> _Exercise_
If a line in the listing below has the string "opened", copy it out.

> _Data_
PR #498, opened 2016-06-28
Add Findlibmemcached.cmake

tribal-tec:


eile:
Oh god, really? My installation has ```/opt/local/lib/pkgconfig/libmemcached.pc``` and works without a finder - should we rather not create this one in the installation?

Otherwise +1

tribal-tec:
Oh, good catch, haven't seen it.

PR #500, opened 2016-07-05
Added WIN32 option to CommonApplication to be able to build WinMain-b…

ptoharia:
…ased apps (no console).

### DIFF
--- a/CHANGES.md
+++ b/CHANGES.md
@@ -1,5 +1,8 @@
 # 2016.06 (30-Jun-2016)
 
+* [500](https://github.com/Eyescale/CMake/pull/500):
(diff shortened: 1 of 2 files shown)


rdumusc:
Strange, this WIN32 flag was always there for GUI applications. After searching I discovered that it was removed here: https://github.com/Eyescale/CMake/pull/480

tribal-tec:
Before WIN32 was always given to add_executable which didn't work if the app was already using Qt. If specified from outside as an option to common_gui_application, it's fine I guess.

tribal-tec:
Please adapt the CHANGES.md accordingly.

ptoharia:
@tribal-tec done

PR #501, opened 2016-07-20
Add FindCairo.cmake and poppler-glib component to FindPoppler.cmake

rdumusc:
I notice now that there was already a Cairo finder, but it was not working for me, so I used that one.


tribal-tec:
pkg_check_modules(cairo) is not sufficient or why is the finder needed?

> _Response to the exercise_
PR #498, opened 2016-06-28
PR #500, opened 2016-07-05
PR #501, opened 2016-07-20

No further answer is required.